# Cross breed tinc colors



## dragonkeeper (Mar 24, 2011)

I want your opinions on cross breeding color morphs. I dont want to mix differnt speices, but is it ok to mix morphs to get other variations? I have 2 pairs of tincs 1 powder and 1 citronella was wondering what the offspring would look like.


----------



## Tricolor (Jun 12, 2009)

For the love of God No!


----------



## ritersofly (Oct 23, 2010)

here we go again....


----------



## davy (Jul 13, 2010)

there are so many beautifull species of tinc's why should you crossbreed them.


----------



## HunterB (Apr 28, 2009)

please search fixing
not to seem rude but please please please - this topic as been done to death - not your fault for bringing it up because your new but please search it


----------



## Gumby (May 27, 2010)

This should have been posted in the beginner section. Don't cross breed! Anyone else want to beat this dead horse?


----------



## Pumilo (Sep 4, 2010)

Gumby said:


> This should have been posted in the beginner section.

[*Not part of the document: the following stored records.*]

Issue #1614, opened 2016-10-23
choose less recent JoinSplit anchors


daira:
See #93, #679, and #1392 for motivation.

daira:
Also see #604.

daira:
... and #481.

daira:
I'd like to bump the priority of this because I think the current choice of the most recent possible anchor may be significantly detracting from the reliability of JoinSplits. (If the block corresponding to that anchor gets orphaned, the transaction can never get into the block chain.)

tromer:
Another security issue (not mentioned so far, I think):
Issuing JoinSplits for the same note, to cope with a reorg, makes the corresponding transactions linkable via the nullifier, so if those transactions have transparent inputs or outputs, those addresses are implicated by association. For example, if the new transaction sends the same amount to a t-address, then the old and new t-mobile addresses probably belong to the same party.

Perhaps not a major concern given how hard it is to keep t-addresses unlinkable in any case; but still, this could compromise otherwise-unlinkable transactions.

daira:
@tromer That issue is #679.

str4d:
The simplest solution is to just pick an anchor N blocks before the current chain tip. There is a community consensus in Bitcoin of waiting 6 blocks (about an hour) before considering the chain stable, but that is not enforced anywhere in the codebase. The equivalent for us in terms of time would be 24 blocks, but in terms of actual work to cause a fork, it would be somewhere between 6 and 24.

It might be worth making this value configurable, but probably not in the RPC at a per-transaction level. A config flag should be sufficient for configuring this per-node.

zookozcash:
There are at least five competing concerns here. Any answer is going to have to trade these off against each other.

1. Latency between a user receiving an incoming payment and being able to spend it. Reducing this latency and other related latencies — especially the latency between a user sending a payment and the recipient being sure they've received it — is a _major_ issue! Note that a good UI should probably show those two latencies as the exact same thing as each other, i.e. if you start receiving an incoming payment, a good UI should show it as "incoming…/receiving…/provisional/tentative/not-really-here-yet" until it is sufficiently certain, and it should (because of this issue — https://github.com/zcash/zcash/issues/1614) not be spendable until a similar level of certainty has obtained.
2. Failure of the transaction if the anchor gets reorged away. [The wallet needs to handle this case and communicate to the user.](https://github.com/zcash/zcash/issues/2216) Also, a good wallet should probably resend the transaction (anchored to a new anchor) in this case.

[...]

PR #2168, opened 2017-03-10
Add anchor to output of getblock

### LINKED ISSUE #2164: add anchor to output of getblock
Add the note commitment anchor to the JSON output.

str4d:
Closes #2164.

### DIFF
--- a/src/main.cpp
+++ b/src/main.cpp
@@ -2061,6 +2061,8 @@ bool ConnectBlock(const CBlock& block, CValidationState& state, CBlockIndex* pin
             // Before the genesis block, there was an empty tree
             ZCIncrementalMerkleTree tree;
             pindex->hashAnchor = tree.root();
+            // The genesis block contained no JoinSplits
+            pindex->hashAnchorEnd = pindex->hashAnchor;
         }
         return true;
     }
@@ -2175,6 +2177,9 @@ bool ConnectBlock(const CBlock& block, CValidationState& state, CBlockIndex* pin
     }
 
     view.PushAnchor(tree);
+    if (!fJustCheck) {
+        pindex->hashAnchorEnd = tree.root();
+    }
     blockundo.old_tree_root = old_tree_root;
 
     int64_t nTime1 = GetTimeMicros(); nTimeConnect += nTime1 - nTimeStart;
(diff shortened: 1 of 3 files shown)


bitcartel:
cc @daira 

Can we keep it simple and just return the hashAnchor which we already have in CBlockIndex?  It's a valid treestate which we can use for the purposes of anchoring right?

Also why give the user the end tree state as opposed to the start tree state for the block (which is the end tree state of the previous block)?  Or give them both - but that would be confusing.

str4d:
The tree state that we currently anchor on for transactions is the state at the chain tip, ie at the end of the current best block. As I understand the protocol spec, the anchor for a block is supposed to be after including all of the JoinSplits within that block.

I added `hashAnchor` when implementing witness caching. I needed to get the tree state at the start of the block, so I could increment from there and pick up witnesses partway within a block. If I had understood the Bitcoin Core index architecture better at the time, I would have made `hashAnchor` be for the tree state at the end of the block, and used `pindex->pprev->hashAnchor` in `IncrementNoteWitnesses`. Then, this PR would simply have exposed `hashAnchor`. As-is, we either need to do what I'm doing here (cache `hashAnchorEnd` in-memory), or write migration code to re-define `hashAnchor` as the anchor for the end of a block (which would still mean having this code for older blocks, but simpler code for newer blocks or after a re-index). I don't know what the migration strategy would be for that however, and as it would still involve this code, this PR seems like the simplest way forward for now.

daira:
I don't think that having "anchor_before" and "anchor_after"  keys would be confusing.

str4d:
It may not be confusing, but we still want to ensure that the user would sensibly use what we provide. Given that the spec states that (ignoring interstitials) a JoinSplit **MUST** anchor on the output tree state of a block, the anchor that any transaction will use **MUST** be at the end of a block. Thus I don't see the point of including `anchor_before`, given that the user can a) just call `getblock` on the current block's parent, and b) is (I assume) wanting to know what the anchor for the *current* block is.

src/main.cpp
```diff
@@ -3579,11 +3584,27 @@ bool static LoadBlockIndexDB()
...
+        }
+    }
+
     // Load pointer to end of best chain
     BlockMap::iterator it = mapBlockIndex.find(pcoinsTip->GetBestBlock());
     if (it == mapBlockIndex.end())
         return true;
     chainActive.SetTip(it->second);
+    // Set hashAnchorEnd for the end of best chain
+    it->second->hashAnchorEnd = pcoinsTip->GetBestAnchor();
```
bitcartel: Could this get out of sync?  That is, GetBestAnchor() doesn't return the anchor for the bestblock?

bitcartel: @str4d I just have this comment/question on this PR.

bitcartel:
ACK (one comment/question above for @str4d, and also, do we need a test for this?)

daira:
@str4d wrote:
> The tree state that we currently anchor on for transactions is the state at the chain tip, ie at the end of the current best block.

That's true, but we probably **shouldn't** be doing that (see #1614).

That said, I'm reasonably happy with the PR as-is. We discussed the motivation for exposing the final rather than initial treestate anchor in the pairing on Tuesday (basically, the final anchor is what would have been tracked if we'd thought about it more carefully in advance, and we may still change it to do that). We can always add the initial anchor to the output later.

daira:
utACK. @zkbot r+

Don't cross breed! Anyone else want to beat this dead horse?


Kicks it once or twice and walks away.


----------



## dragonkeeper (Mar 24, 2011)

I'll search it then. I was only wondering cus i have only seen about 5 morphs and they seem to have a lot of color potential.


----------



## dragonkeeper (Mar 24, 2011)

Where is a good place 2 find ALL the morphs? thanks


----------



## Pumilo (Sep 4, 2010)

dragonkeeper said:


> I'll search it then. I was only wondering cus i have only seen about 5 morphs and they seem to have a lot of color potential.

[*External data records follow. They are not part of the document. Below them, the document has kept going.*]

Issue #1593, opened 2016-10-21
Merge libevent-based http server from Bitcoin for better stability in RPC


ampyx:
I encounter random lockups of the zcash RPC thread when I query the RPC interface on simple commands like getinfo,getblocktemplate,getblocksubsidy and more. Typically when this happens, the whole RPC daemon is stuck and non-responsive to new requests.

The same issues existed in bitcoins RPC implementation based on boost-asio:
https://github.com/bitcoin/bitcoin/issues/6454
https://github.com/bitcoin/bitcoin/issues/2889

Related:
https://github.com/bitcoin/bitcoin/pull/5655

They fixed these issues by replacing the RPC server from boost-asio to libevent:
https://github.com/bitcoin/bitcoin/pull/5677

For better stability, I think it would be wise to consider the same pull for zcash. A typical workaround proposed is to set rpckeepalive=0, however miners using getblocktemplate wont be able to use longpolling.

daira:
Thanks. I looked at the diff, and no way can we do this before launch (it touches 38 files, and depends on the UniValue refactoring).

Desired for 1.0.1, especially since it will help in getting rid of OpenSSL (delenda est).

ocminer:
I can confirm this with the default setting of rpcthreads=4. You have to edit your config file and set rpcthreads to something reasonable like 16 or even 32 for it to work reliably. This problem occurs with every coind in conjunction with pools.

daira:
Yeah that's unfortunate, but the diff is huge, and too disruptive for 1.0. We could put that rpcthreads workaround in the ``zcash.conf`` used in the Beta Guide (and Launch Guide when it's published).

nathan-at-least:
@daira is on vacation, so we can't ask her about her prioritization decision. Right now in our meeting we thought this was too invasive of a change for 1.0.3, so we bumped it into 1.0.[Soon].

daira:
I put it in 1.0.3 because it's a major problem for any services trying to use zcashd at scale for all their users. Basically it *will* lock up too regularly to enable a reliable service without some very ugly workarounds to recover from deadlocks (and we know each kill-restart cycle carries a risk of database corruption with BDB).

daira:
Re: invasiveness, my rejection of this for 1.0 was simply because it was way too risky to do before launch -- but now that we're not under as tight schedule constraints I think it's perfectly feasible.

bitcartel:
I'm going to take a look and try to replicate the issue.

[...]

PR #2175, opened 2017-03-14
Bitcoin 0.12 mempool memory usage PRs

str4d:

- bitcoin/bitcoin#6410
- bitcoin/bitcoin#6453
- bitcoin/bitcoin#6013 (excludes changes to docs we deleted)

Part of #2074.

### DIFF
--- a/src/rest.cpp
+++ b/src/rest.cpp
@@ -64,6 +64,8 @@ public:
 
 extern void TxToJSON(const CTransaction& tx, const uint256 hashBlock, UniValue& entry);
 extern UniValue blockToJSON(const CBlock& block, const CBlockIndex* blockindex, bool txDetails = false);
+extern UniValue mempoolInfoToJSON();
+extern UniValue mempoolToJSON(bool fVerbose = false);
 extern void ScriptPubKeyToJSON(const CScript& scriptPubKey, UniValue& out, bool fIncludeHex);
 extern UniValue blockheaderToJSON(const CBlockIndex* blockindex);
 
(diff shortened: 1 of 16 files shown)


str4d:
Based on the review from the previous #2074 PRs, this should be relatively uncontroversial. It's also blocking my #1593 PR (because the RPC changes here remove merge conflicts there).

src/rpcblockchain.cpp
```diff
@@ -277,6 +240,47 @@ UniValue getrawmempool(const UniValue& params, bool fHelp)
...
+            "\nResult: (for verbose = false):\n"
+            "[                     (json array of string)\n"
+            "  \"transactionid\"     (string) The transaction id\n"
+            "  ,...\n"
+            "]\n"
+            "\nResult: (for verbose = true):\n"
+            "{                           (json object)\n"
+            "  \"transactionid\" : {       (json object)\n"
+            "    \"size\" : n,             (numeric) transaction size in bytes\n"
+            "    \"fee\" : n,              (numeric) transaction fee in bitcoins\n"
```
str4d: This is a direct move, so the RPC output is unchanged. I'll be fixing these kinds of strings in an upcoming #2074 PR.

daira:
For https://github.com/bitcoin/bitcoin/pull/6410 , I've not checked that it actually computes the memory usage correctly, but ACK for inclusion.

https://github.com/bitcoin/bitcoin/pull/6453 is a harmless refactoring, ACK.

https://github.com/bitcoin/bitcoin/pull/6013 - meh, I'm fine with including this.

str4d:
> - bitcoin/bitcoin#6013 - meh, I'm fine with including this.

Good, because that's the one that reduces merge conflicts :smile:

> This doesn't appear to include any tests, even just that the "usage" JSON key exists.

Odd. I'll see if there's anything upstream, otherwise I'll throw something together.

str4d:
@daira tests added.

src/rest.cpp
```diff
@@ -292,6 +294,58 @@ static bool rest_chaininfo(AcceptedConnection* conn,
...
+        conn->stream() << HTTPReply(HTTP_OK, strJSON, fRun) << std::flush;
+        return true;
+    }
+    default: {
+        throw RESTERR(HTTP_NOT_FOUND, "output format not found (available: json)");
+    }
+    }
+
+    // not reached
+    return true; // continue to process further HTTP reqs on this cxn
```
daira: Same comment as above.

src/rpcblockchain.cpp
```diff
@@ -191,45 +191,8 @@ UniValue getdifficulty(const UniValue& params, bool fHelp)
...
-            "        \"transactionid\",    (string) parent transaction id\n"
-            "       ... ]\n"
-            "  }, ...\n"
-            "}\n"
-            "\nExamples\n"
-            + HelpExampleCli("getrawmempool", "true")
-            + HelpExampleRpc("getrawmempool", "true")
-        );
-
-    LOCK(cs_main);
```
daira: Does the ``else`` branch of ``if (fVerbose)`` not need to lock the mempool? (Perhaps ``mempool.queryHashes`` takes the lock itself?)

src/rpcblockchain.cpp
```diff
@@ -777,6 +781,16 @@ UniValue getchaintips(const UniValue& params, bool fHelp)
     return res;
 }
 
+UniValue mempoolInfoToJSON()
+{
+    UniValue ret(UniValue::VOBJ);
+    ret.push_back(Pair("size", (int64_t) mempool.size()));
+    ret.push_back(Pair("bytes", (int64_t) mempool.GetTotalTxSize()));
+    ret.push_back(Pair("usage", (int64_t) mempool.DynamicMemoryUsage()));
```
daira: This is not called locked, so it is possible that the mempool changes between these calls. (For example, dividing bytes by size could give a slightly inaccurate measure of average transaction bytes.)

src/rpcblockchain.cpp
bitcartel: mempool.queryHashes takes the lock itself.

src/rest.cpp
bitcartel: I think the comment `// continue...` is trying to say that by returning true, the HTTP REST connection will stay open for future requests, but if false is returned, the connection dies.

We can leave it as is.

src/rpcblockchain.cpp
bitcartel: `size()` and `GetTotalTxSize()` take the lock themselves.  They return unsigned long and uint64_t.

`DynamicMemoryUsage()` does not take the lock.  It returns a size_t.  The other `Get...()` methods which return a size_t also don't take a lock.

I'm inclined to leave as is for now, since not critical.

It would be better though if all the calls above were under a single lock so the information returned to the user is based on a single snapshot of the mempool.  Maybe something for a future PR.

src/rest.cpp
daira: Right, but that line is never reached.

src/rpcblockchain.cpp
daira: Please file a follow-up ticket. ACK for now.

daira: Wait, isn't it undefined behaviour to call ``DynamicMemoryUsage`` without taking the lock, then?

bitcartel: https://github.com/zcash/zcash/issues/2201

bitcartel:
@zkbot r+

5 morphs?? There's like a million! Dendrobates tinctorius morphguide With so many great natural morphs to choose from why create unnatural morphs?


----------



## Dendrobatid (May 6, 2010)

That is not cross-breeding. They are not domestic dogs, they are not different breeds. I'm not proposed to mixing different locales, but they are not different breeds. IMO

Jim


----------



## Pumilo (Sep 4, 2010)

OK, maybe not a million, but quite a few on the link I cited. Watch out, there are a few on that list that are stated to be unnatural crosses.


----------



## Pumilo (Sep 4, 2010)

Dendrobatid said:


> That is not cross-breeding. They are not domestic dogs, they are not different breeds. I'm not proposed to mixing different locales, but they are not different breeds. IMO
> 
> Jim


True, not a crossbreed, but still an unnatural morph that the vast majority of the dart frog hobby prefers to avoid.


----------



## dragonkeeper (Mar 24, 2011)

Thanks man. I've had mine 2 yrs was looking for more but kept finding the same ones over and over


----------



## HunterB (Apr 28, 2009)

just to correct to my own mistake, earlier I typed "search fixing"
obviously i ment "search mixing" oops


----------



## Jeff R (Jul 1, 2005)

I think there should be a behavior management group that focuses on teaching froggers how to appropriately respond to this question. A therapeutic approach that focuses on deep breathing and uses role play as a learning tool. 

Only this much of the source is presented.